Join the Center for Urban Research and Education (CURE) on Wednesday, November 1, from 4 p.m. – 5:30 p.m., for the seminar “University City: History, Race, and Community in the Era of the Innovation District,” featuring Dr. Laura Wolf-Powers. This free event will take place at the Honors College, located at 319 Cooper Street. 

Abstract

In University City, Laura Wolf-Powers chronicles five decades of planning in and around the communities of West Philadelphia’s University City to illuminate how the dynamics of innovation district development in the present both depart from and connect to the politics of mid-twentieth-century urban renewal. Drawing on archival and ethnographic research, Wolf-Powers concludes that even as university and government leaders vow to develop without displacement, what existing residents value is imperiled when innovation-driven redevelopment remains accountable to the property market.

Placing Philadelphia’s innovation districts in the context of similar development taking place around the United States, University City advocates a reorientation of redevelopment practice around the recognition that despite their negligible worth in real estate terms, the time, care, and energy people invest in their local environments―and in one another―are precious urban resources.

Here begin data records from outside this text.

PR #309, opened 2019-12-09
Allow METS transformer to read directly from storage service S3 bucket

alicefuzier:


pipeline/transformer/transformer_mets/src/main/scala/uk/ac/wellcome/platform/transformer/mets/service/MetsTransformerWorkerService.scala
```diff
@@ -1,24 +1,30 @@
...
 
 import scala.concurrent.Future
 
 class MetsTransformerWorkerService(
   msgStream: SQSStream[NotificationMessage],
   messageSender: BigMessageSender[SNSConfig, TransformedBaseWork],
-  store: VersionedStore[String, Int, HybridStoreEntry[String, EmptyMetadata]])
-    extends Runnable
+  adapterStore: VersionedStore[String, Int, MetsData],
+  mestStoreAssumeRoleClient: AssumeRoleClientProvider[AmazonS3]
```
warrd: In my opinion it would be better for this code to just receive a METS xml store as an argument, rather than receiving the special client and creating the store itself: in this way it is more isolated from implementation details (the fact that it is stored in S3 and needs a special client that assumes the role etc), making the code easier to understand, more easily refactored etc

alicefuzier: I agree. It's just that, with the credentials being temporary, we need to get a client with every request. But I'm going to extract that bit of functionality away so we don't deal with clients here. 

I wrote the simplest thing that could possibly work because I'm still trying to figure out how to test this thing. Moto, as always, doesn't seem to work

warrd: Makes sense :+1:

pipeline/transformer/transformer_mets/src/main/scala/uk/ac/wellcome/platform/transformer/mets/client/AssumeRoleClientProvider.scala
```diff
@@ -0,0 +1,46 @@
...
+  roleArn: String,
+  interval: FiniteDuration = 30 seconds)(clientFactory: ClientFactory[T])(
+  implicit actorSystem: ActorSystem,
+  ec: ExecutionContext) {
+  val client = new AtomicReference[T]
+
+  actorSystem.scheduler.schedule(0 milliseconds, interval)(refreshClient())
+
+  def getClient: Either[Throwable, T] = {
+    Option(client.get()) match {
```
kenoir: Does this throw if the client has expired?

alicefuzier: it would throw a permission error I assume... 
Unfortunately, moto does not allow to test this. I can't find a way to recreate conditions like this (or, what happens if you try to assume a role that you don't have permissions to assume etc)

warrd: Is it possible to override the client class, with the method in question throwing an error? Or more complicated than that?

alicefuzier: Actually, no, that wouldn't throw any error. It returns `null` if the `AtomicReference` is not initialised yet (which reminds me `client` should be private, I'll fix that). But because it's wrapped in `Option` it will always be `None` or `Some`.
If the client has expired, it would only show when we actually try to use it I think, so in `TemporaryCredentialsStore`

pipeline/transformer/transformer_mets/src/main/scala/uk/ac/wellcome/platform/transformer/mets/service/MetsTransformerWorkerService.scala
```diff
@@ -40,19 +43,23 @@ class MetsTransformerWorkerService(
...
+      metsString <- getFromMetsStore(metsData)
       mets <- MetsXmlParser(metsString)
       work <- mets.toWork(key.version)
       _ <- messageSender.sendT(work).toEither
     } yield ()
   }
 
-  private def fetchMets(key: Version[String, Int]) = {
-    store.get(key) match {
+  private def getKey(key: Version[String, Int]) = {
```
warrd: The naming of this is a bit confusing to me, as it returns `MetsData` and not a key to any table. Can we change this to `getMetsData` or something like that? And maybe include return type to be extra explicit.

pipeline/transformer/transformer_mets/src/main/scala/uk/ac/wellcome/platform/transformer/mets/service/MetsTransformerWorkerService.scala
```diff
@@ -2,23 +2,26 @@ package uk.ac.wellcome.platform.transformer.mets.service
...
 
 import scala.concurrent.Future
 
 class MetsTransformerWorkerService(
   msgStream: SQSStream[NotificationMessage],
   messageSender: BigMessageSender[SNSConfig, TransformedBaseWork],
-  store: VersionedStore[String, Int, HybridStoreEntry[String, EmptyMetadata]])
-    extends Runnable
+  adapterStore: VersionedStore[String, Int, MetsData],
+  temporaryCredentialsStore: TemporaryCredentialsStore[String]
```
warrd: I think it would be more descriptive to name this variable according to what is stored inside it (e.g. `metsXmlStore`), rather than named after how the store accesses the data, as the data is the primary concern for this class rather than the implementation.

pipeline/transformer/transformer_mets/src/main/scala/uk/ac/wellcome/platform/transformer/mets/client/AssumeRoleClientProvider.scala
```diff
@@ -0,0 +1,46 @@
...
+          .withRoleSessionName("transformer"))
+      val temporaryCredentials = new BasicSessionCredentials(
+        assumeRoleResult.getCredentials.getAccessKeyId,
+        assumeRoleResult.getCredentials.getSecretAccessKey,
+        assumeRoleResult.getCredentials.getSessionToken);
+
+      val t = clientFactory.buildClient(temporaryCredentials)
+      client.set(t)
+      t
+    }.toEither
```
warrd: :+1: nice work on the abstraction of all this

pipeline/transformer/transformer_mets/src/main/scala/uk/ac/wellcome/platform/transformer/mets/store/TemporaryCredentialsStore.scala
```diff
@@ -0,0 +1,21 @@
+package uk.ac.wellcome.platform.transformer.mets.store
+
+import com.amazonaws.services.s3.AmazonS3
+import uk.ac.wellcome.platform.transformer.mets.client.AssumeRoleClientProvider
+import uk.ac.wellcome.storage.ObjectLocation
+import uk.ac.wellcome.storage.store.s3.S3TypedStore
+import uk.ac.wellcome.storage.streaming.Codec
+
+class TemporaryCredentialsStore[T](
+  assumeRoleClientProvider: AssumeRoleClientProvider[AmazonS3])(
```
warrd: Maybe this could just be a `ClientFactory[AmazonS3]` to abstract this away further? Would mean the knowledge of credentials being temporary were not exposed here, and within `MetsTransformerWorkerService`

warrd: Oops misunderstood the type hierarchy, so I don't  think that is possible

alicefuzier: How would it abstract further though? if It only takes a `ClientFactory` it will need to instantiate a `AssumeRoleClientProvider` itself, but to do that it will need the `stsClient` and the `roleArn` as additional parameters. It feels like more stuff about assuming the role would be leaking into this class rather than being isolated in  `AssumeRoleClientProvider`.
But perhaps I'm not getting what you mean?

warrd: Yup I misread it, ignore me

About Dr. Laura Wolf-Powers

Laura Wolf-Powers studies neighborhood revitalization and urban and regional economic development policy and planning.  Her work explores the challenges of planning for community development under conditions of structural social inequality. It offers insights into the ways in which city politics are mediated through policies governing the built environment and the urban economy, and considers how planners and civil society organizations influence those policies.